Coun. Marvin Hunt feels the methadone program works best when the
drug is administered through doctors' offices and local pharmacies,
as it is now. That way, the program is dispersed throughout the
community, is easily accessible and doesn't require a larger facility
that would attract patients from throughout the region.

He's also reluctant to "ghettoize" North Surrey.

Currently about 35 physicians in Surrey and North Delta - who are
consistently trained, monitored and audited - serve between 700 to
800 methadone patients through their offices.

"I would suspect there are a couple of thousand (more addicts) that
could benefit" from the methadone program, Baker says.

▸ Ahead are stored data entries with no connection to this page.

PR #2810, opened 2023-04-13
[KOA-5053]: Transpilation of Backpack

olliecurtis:
The purpose of this PR is to move towards a transpiled Backpack and library. This PR does this.

The way in which it operates is the following:
- New transpilation commands have been added to `package.json`
  - "transpile" - the overall command for all the steps for transpilation
  - "transpile:clean" - removes old instances of the transpiled package for a clean start
  - "transpile:js" - this uses babel to transpile Backpack JS files into esmodules
  - "transform:js" - this updates the Sass file imports to use the compiled CSS imports
  - "transpile:generate-package-json" - copies the `package.json` from `packages/` for use in publishing
  - "transpile:copy-readme" - copies the `README` from `packages/` for use in publishing
  - "transpile:sass" - compiles Sass files into CSS
  - "copy-css" - copies the compiled CSS into the dist folder

- We also make use of `backpack-node-sass` for the purpose of compiling the Sass to CSS as it allows for parallel threads to speed up builds. (Will eventually use dart-sass).

**Note:** A follow PR will be made to change the build process in order to publish from the new `dist` folder that is created during transpilation


babel.config.js
```diff
@@ -42,8 +42,42 @@ module.exports = {
...
+        'inline-react-svg',
+      ],
+      ignore: [
+        (fileName) =>
+          !!(
+            fileName.includes('-test') ||
+            fileName.includes('-Test') ||
+            fileName.includes('dist') ||
+            fileName.includes('dist-storybook') ||
+            fileName.includes('examples') ||
```
anambl, line 76: we can just remove this as it doesn't seem to be working? or does it and we just need to remove them manually first?

anambl (approved):
LGTM!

As for turning North Surrey into a "ghetto" that attracts addicts,
Dr. Roland Guasparini, the medical health officer for the South
Fraser Health Region, says the heroin users are already there. A
local methadone clinic would simply offer them a way out of their
addiction, thereby reducing any threat they may represent to the
community.

A successful program means fewer active heroin addicts, a lower
incidence of HIV infection and less property crime, Guasparini says.

Compounding the problem is that the region's hospital officials say
they will not be hosting a methadone facility in the foreseeable
future.

Hickey says it's only a matter of time before Surrey officials
realize what an immense mistake they've made.

"Maybe you sit back and wait for the local crime rate to start
increasing, and your hospitals to fill up with all the associated
ailments and conditions of heroin addiction," Hickey says. "And then
you turn around and say to city council, 'Okay, now what other bright
ideas do you have here?' because they're going against all recognized
science here."

While physicians remain critical of the city's stance, several North
Surrey residents congratulated city officials when the bylaw was
passed.

Residents complain that methadone patients walk the streets in a
"zombie" state and leave hypodermic needles throughout the
neighbourhood.

An addict on the program isn't using needles, Baker says, and after
about a month, shows no signs of methadone use.